Oceana asegura haber detectado engaño en la mitad de las veces que compraron en pescaderías, mientras que el fraude ocurrió en dos de cada cinco ocasiones cuando pidieron pescado en restaurantes.

«Los consumidores son los más perjudicados, ya que pagan un sobreprecio por pescados que no son los que ordenaron o pidieron», afirma Renata Terrazas, directora ejecutiva de la ONG. «Aportamos la evidencia de un problema público de grandes dimensiones», subraya.

Posible solución

Por su parte, Mariana Aziz, directora de campañas de Transparencia de Oceana, recalca que esta práctica perjudica al bolsillo del consumidor, pues a veces la diferencia de precio entre el pescado solicitado y el obtenido es del 700 %. «Como consumidores tenemos derecho a recibir el producto por el que pagamos y a tomar nuestras decisiones con la mejor información disponible», reclama.

El texto sostiene que el engaño «genera afectaciones económicas graves para los pescadores», porque para el sector es complicado poder competir en el mercado con productos importados baratos.

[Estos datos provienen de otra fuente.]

PR #2563, opened 2026-06-24
Add sync_latest_versions field to CollectionRemote

MasonMines2006:
##### SUMMARY

Adds a `sync_latest_versions` integer field to `CollectionRemote` that limits how many of the highest versions to sync per collection. `0` (default) syncs all versions, preserving existing behavior. When set to a positive number, only the N highest non-pre-release versions matching the requirement spec are synced.

This follows the `retain_package_versions` pattern from pulp_rpm but filters pre-download instead of post-download, saving both sync time and bandwidth. The requirements.yml format is unchanged.

##### EXAMPLE

```python
# Sync only the latest version of each collection
remote.sync_latest_versions = 1

# Sync the 3 newest versions of each collection
remote.sync_latest_versions = 3

# Sync all versions (default, existing behavior)
remote.sync_latest_versions = 0
```

Works with version specs in requirements.yml - the limit applies within the matched range:
```yaml
collections:
  - name: community.crypto
    version: ">=2.0.0,<3.0.0"  # with sync_latest_versions=1, syncs only the newest in this range
```

##### WHAT CHANGED

- **Model:** `sync_latest_versions = PositiveIntegerField(default=0)` on `CollectionRemote`
- **Serializer:** Field exposed in the API
- **Sync pipeline:** `_limit_to_highest_versions()` filters matched versions after requirement matching, in both paginated and unpaginated paths. Pre-releases are excluded from the count.
- **Migration:** `0066_collectionremote_sync_latest_versions.py`

##### TESTING

Tested against `https://galaxy.ansible.com/`:
- `sync_latest_versions=1` synced exactly 1 version of community.crypto (latest stable)
- `sync_latest_versions=0` synced all versions
- Pinned versions still respected with `sync_latest_versions=1`
- Version ranges with `sync_latest_versions=1` synced the newest within the range
- All 13 unit tests pass, 4 new functional tests pass

Related: [AAP-50432](https://redhat.atlassian.net/browse/AAP-50432), #2471

Assisted-by: Claude Code, model: claude-opus-4-6 <noreply@anthropic.com>

### 📜 Checklist

- [x] Commits are cleanly separated with meaningful messages
- [x] A changelog entry has been added for any significant changes
- [x] Follows the Pulp policy on AI Usage
- [ ] (For new features) - User documentation and test coverage has been added

[AAP-50432]: https://redhat.atlassian.net/browse/AAP-50432?atlOrigin=eyJpIjoiNWRkNTljNzYxNjVmNDY3MDlhMDU5Y2ZhYzA5YTRkZjUiLCJwIjoiZ2l0aHViLWNvbS1KU1cifQ


dragid10:
🤖 **Code Review**

### High Care Amount

**1. The paginated path duplicates an HTTP request to the collection metadata endpoint.**

`_resolve_latest_version` fetches `{collection_endpoint}{namespace}/{name}` to get `highest_version`. But `_fetch_paginated_collection_metadata` (line 816-817) already downloads that same URL. This means every paginated "latest" sync makes a redundant network call. Could you explain the thinking behind not reusing the metadata that `_fetch_paginated_collection_metadata` already fetches? One option: resolve "latest" inside `_fetch_paginated_collection_metadata` itself, where the collection metadata is already available.

**2. No error handling when the collection has zero versions.**

If `all_versions` is empty in either branch, `max(stable)` raises `ValueError: max() arg is an empty sequence`. This could happen if a collection exists but has no published versions. A `CollectionNotFound` or similar error with a clear message would be more helpful than a traceback.

**3. `"latest"` is case-sensitive and undiscoverable.**

The check is `requirements_entry.version == "latest"` (exact match). If a user writes `"Latest"` or `"LATEST"`, it falls through to `AnsibleSpec("Latest")`, which will raise a confusing `ValueError` from `semantic_version`. Have you considered a case-insensitive comparison, or is there precedent in the Ansible/Galaxy ecosystem for case-sensitive version specifiers that would make that surprising?

### Medium Care Amount

**4. Duplicated version-resolution logic between unpaginated and paginated branches.**

The "filter pre-releases, fall back to all, take max" pattern appears twice in `_resolve_latest_version`. If this logic ever changes (e.g., to also exclude yanked versions), both copies need updating. Extracting a small helper like `_pick_highest_stable(versions: list[dict]) -> str` would eliminate that.

**5. The unpaginated branch silently skips missing collections.**

`self._unpaginated_collection_version_metadata` is a `defaultdict(lambda: defaultdict(list))`, so accessing a missing collection returns an empty list rather than raising an error. Combined with #2, `max([])` would crash. The existing `_read_from_downloaded_metadata` handles this by raising `CollectionNotFound`; worth matching that behavior here.

### Medium-Low Care Amount

**6. Functional tests hit `galaxy.ansible.com` directly.**

All four tests sync from the live Galaxy server, making them network-dependent and rate-limited. I notice existing functional tests do the same, so this may be the convention. But `test_sync_latest_does_not_affect_wildcard` uses `community.molecule` and asserts `content.count > 1`, which would break if that collection is ever consolidated to a single version.

MasonMines2006:
Addressed the following feedback from in-person review:

1. **Duplicate HTTP request** - Moved "latest" resolution into `_fetch_paginated_collection_metadata` where the collection metadata is already fetched. No extra API call now.
2. **Empty collection handling** - Added `CollectionNotFound` for missing/empty collections in the unpaginated path. Extracted `_pick_highest_stable()` which returns `None` for empty lists.
3. **Case sensitivity** - Check is now case-insensitive (`.lower() == "latest"`).
4. **Duplicated logic** - Extracted `_pick_highest_stable()` helper used by both paths.
5. **Missing collection in unpaginated path** - Raises `CollectionNotFound` matching existing behavior.
6. **Tests hitting live Galaxy** - Left as-is since existing tests follow the same convention.

MasonMines2006:
**Update:** The limit now only applies to collections with `version: "*"` (the default when no version is specified). Explicit pins and version ranges are always fully respected.

**Known tradeoff:** The parser defaults unversioned collections to `"*"`, so there's no way to distinguish "user explicitly wrote `*`" from "user left version blank." If `sync_latest_versions` is set, both are limited. Users who want all versions of a specific collection can use `version: ">=0.0.0"` as a workaround, or use a separate remote with `sync_latest_versions=0`.

MasonMines2006:
Updated: reverted the "*"-only restriction. The limit now applies to all version specs including ranges, matching the behavior @mdellweg  described. Users who need specific versions can use exact pins (`==3.1.4`).

CHANGES/2563.feature
```diff
@@ -0,0 +1 @@
+Added support for `version: "latest"` in collection requirements files to sync only the latest stable version of a collection.
```
mdellweg: Please adjust the changelog here...

pulp_ansible/app/models.py
```diff
@@ -421,6 +421,7 @@ class CollectionRemote(Remote, AutoAddObjPermsMixin):
     token = EncryptedTextField(null=True)
     sync_dependencies = models.BooleanField(default=True)
     signed_only = models.BooleanField(default=False)
+    sync_latest_versions = models.PositiveIntegerField(default=0)
```
mdellweg: Can we call this `sync_highest_versions` in accordance with other language in the ansible ecosystem.

mdellweg: Also we need to make this ZDU compatible. Please add `null=True` and remove the default.

pulp_ansible/app/tasks/collections.py
```diff
@@ -867,29 +875,41 @@ async def _read_from_downloaded_metadata(self, name, namespace, requirement) ->
...
+                    self._add_collection_version(
+                        self._api_version, collection_version_url, col_version_metadata
                     )
+                )
         self.parsing_metadata_progress_bar.total += len(coros)
         await self.parsing_metadata_progress_bar.asave(update_fields=["total"])
         return coros
 
+    def _limit_to_highest_versions(self, version_dicts):
+        """Keep only the N highest non-pre-release versions."""
```
mdellweg:
```suggestion
        """Select specified number of highest versions. Prefer normal versions over prereleases."""
```

pulp_ansible/app/tasks/collections.py
```diff
@@ -867,29 +875,41 @@ async def _read_from_downloaded_metadata(self, name, namespace, requirement) ->
...
+        stable = [v for v in version_dicts if not Version(v["version"]).prerelease]
+        if not stable:
+            stable = version_dicts
+        stable.sort(key=lambda v: Version(v["version"]), reverse=True)
+        return stable[: self.sync_latest_versions]
```
mdellweg: I think we should still sync the prerelease if there was never a real version (in the same way as `is_highest` can select a prerelease).

You should be able to use
```
def sort_key(v):
    version = Version(v["version"])
    return (version.prerelease, version)
```
on the whole list.

mdellweg (changes requested):

pulp_ansible/app/tasks/collections.py
```diff
@@ -829,24 +830,31 @@ async def _fetch_paginated_collection_metadata(
...
-                            collection_version_detail_url,
-                        )
-                    )
+                    matched_versions.append(collection_version)
             next_value = self._get_response_next_value(api_version, collection_versions_list)
             if not next_value:
                 break
             page_num = page_num + 1
 
+        if self.sync_highest_versions:
```
mdellweg, line 839: This silently works for both "None" and "0"...

pulp_ansible/app/serializers.py
```diff
@@ -248,6 +248,16 @@ class CollectionRemoteSerializer(RemoteSerializer):
         required=False,
     )
 
+    sync_highest_versions = serializers.IntegerField(
+        help_text=_(
+            "The number of highest versions of each collection to sync. "
+            "Unset or null syncs all versions. 1 syncs only the highest version."
```
mdellweg, line 254: "unset" and "null" are the same.

mdellweg (approved):

PR #624, opened 2024-02-02
Add support for JSON Patch test operations

jjjake:


MerlijnWajer:
I changed the loop to this to make insert / append-list / remove for lists work, at least in some light testing:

Asimismo, detalla que la práctica también afecta a la salud de los mares, pues se contrapone con los esfuerzos de proteger especies amenazadas como el tiburón mako.

Por todo ello, la ONG propone llevar a cabo una política de trazabilidad de los productos pesqueros con la finalidad de poder rastrear qué trayecto recorre el pescado desde que sale del mar hasta que llega a las mesas de los consumidores, de modo que se pueda «brindar información veraz sobre la especie y origen del pescado que comemos».